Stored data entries

PR #6814, opened 2023-05-16
Add script to call Buildkite API to trigger RedHat ECK release

thbkrkr:
This adds a script with the curl command to call the Buildkite API to trigger the pipeline `cloud-on-k8s-operator-redhat-release`that releases ECK for OperatoHub/RedHat. This also enables building branches for this pipeline.

Test:
```
BK_TOKEN=$(jq .graphql_token ~/.buildkite/config.json -r) USERNAME=thb \
  ECK_VERSION=v2.8.0-bc4 DRY_RUN=true ./trigger-bk-release.sh
```
https://buildkite.com/elastic/cloud-on-k8s-operator-redhat-release/builds/29

PR #6934, opened 2023-06-21
Update pipelines provider settings

thbkrkr:
This configures the `nightly`, `redhat-release` and `helm-release` pipelines to not be triggered when code is pushed but triggerable via the API for branches, PRs and tags.

I didn't understand how it works in https://github.com/elastic/cloud-on-k8s/pull/6814#discussion_r1195131276.

The thing is that we have some special code in the tooling that processes the `catalog-info.yml` file that made me think that `trigger_mode: none` was incompatible with `build_branches: true` but they are two different independent things.

```py
# These fields have been set in the past for many pipelines with no
# build trigger. Maintaining them here prevents excessive state
# mutation.
if provider_settings.get("trigger_mode") == "none":
    expanded |= {
        "build_branches": False,
        "build_pull_requests": False,
        "publish_commit_status": False,
        "skip_pull_request_builds_for_existing_commits": False,
    }
```

### DIFF
--- a/catalog-info.yaml
+++ b/catalog-info.yaml
@@ -39,8 +39,9 @@ spec:
     spec:
       repository: elastic/cloud-on-k8s
       provider_settings:
+        trigger_mode: "code"
+        build_pull_requests: true
         build_branches: true
-        build_pull_request_ready_for_review: true
         build_tags: true
         publish_blocked_as_pending: true
         publish_commit_status: true
@@ -74,6 +75,9 @@ spec:
       repository: elastic/cloud-on-k8s
       provider_settings:
         trigger_mode: none
+        build_pull_requests: true
+        build_branches: true
+        build_tags: true
       schedules:
         Every day:
           branch: main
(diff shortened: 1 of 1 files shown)


catalog-info.yaml
```diff
@@ -39,8 +39,9 @@ spec:
     spec:
       repository: elastic/cloud-on-k8s
       provider_settings:
+        trigger_mode: "code"
+        build_pull_requests: true
```
thbkrkr, line 43: Already set by default but let's be explicit.

catalog-info.yaml
```diff
@@ -39,8 +39,9 @@ spec:
...
         build_branches: true
-        build_pull_request_ready_for_review: true
```
thbkrkr, line 43: This consists of rebuilding pull requests when they are ready for review. I don't think we need it.

catalog-info.yaml
```diff
@@ -74,6 +75,9 @@ spec:
       repository: elastic/cloud-on-k8s
       provider_settings:
         trigger_mode: none
+        build_pull_requests: true
+        build_branches: true
+        build_tags: true
```
thbkrkr, line 80: Let's also make it possible to trigger the nightly pipeline via the API for anything.

pebrc (approved):
LGTM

[WORK ORDER]
In your answer, repeat each of the records exactly.

[RESPONSE AREA]
PR #6814, opened 2023-05-16
Add script to call Buildkite API to trigger RedHat ECK release

thbkrkr:
This adds a script with the curl command to call the Buildkite API to trigger the pipeline `cloud-on-k8s-operator-redhat-release`that releases ECK for OperatoHub/RedHat. This also enables building branches for this pipeline.

Test:
```
BK_TOKEN=$(jq .graphql_token ~/.buildkite/config.json -r) USERNAME=thb \
  ECK_VERSION=v2.8.0-bc4 DRY_RUN=true ./trigger-bk-release.sh
```
https://buildkite.com/elastic/cloud-on-k8s-operator-redhat-release/builds/29

PR #6934, opened 2023-06-21
Update pipelines provider settings

thbkrkr:
This configures the `nightly`, `redhat-release` and `helm-release` pipelines to not be triggered when code is pushed but triggerable via the API for branches, PRs and tags.

I didn't understand how it works in https://github.com/elastic/cloud-on-k8s/pull/6814#discussion_r1195131276.

The thing is that we have some special code in the tooling that processes the `catalog-info.yml` file that made me think that `trigger_mode: none` was incompatible with `build_branches: true` but they are two different independent things.

```py
# These fields have been set in the past for many pipelines with no
# build trigger. Maintaining them here prevents excessive state
# mutation.
if provider_settings.get("trigger_mode") == "none":
    expanded |= {
        "build_branches": False,
        "build_pull_requests": False,
        "publish_commit_status": False,
        "skip_pull_request_builds_for_existing_commits": False,
    }
```

### DIFF
--- a/catalog-info.yaml
+++ b/catalog-info.yaml
@@ -39,8 +39,9 @@ spec:
     spec:
       repository: elastic/cloud-on-k8s
       provider_settings:
+        trigger_mode: "code"
+        build_pull_requests: true
         build_branches: true
-        build_pull_request_ready_for_review: true
         build_tags: true
         publish_blocked_as_pending: true
         publish_commit_status: true
@@ -74,6 +75,9 @@ spec:
       repository: elastic/cloud-on-k8s
       provider_settings:
         trigger_mode: none
+        build_pull_requests: true
+        build_branches: true
+        build_tags: true
       schedules:
         Every day:
           branch: main
(diff shortened: 1 of 1 files shown)


catalog-info.yaml
```diff
@@ -39,8 +39,9 @@ spec:
     spec:
       repository: elastic/cloud-on-k8s
       provider_settings:
+        trigger_mode: "code"
+        build_pull_requests: true
```
thbkrkr, line 43: Already set by default but let's be explicit.

catalog-info.yaml
```diff
@@ -39,8 +39,9 @@ spec:
...
         build_branches: true
-        build_pull_request_ready_for_review: true
```
thbkrkr, line 43: This consists of rebuilding pull requests when they are ready for review. I don't think we need it.

catalog-info.yaml
```diff
@@ -74,6 +75,9 @@ spec:
       repository: elastic/cloud-on-k8s
       provider_settings:
         trigger_mode: none
+        build_pull_requests: true
+        build_branches: true
+        build_tags: true
```
thbkrkr, line 80: Let's also make it possible to trigger the nightly pipeline via the API for anything.

pebrc (approved):
LGTM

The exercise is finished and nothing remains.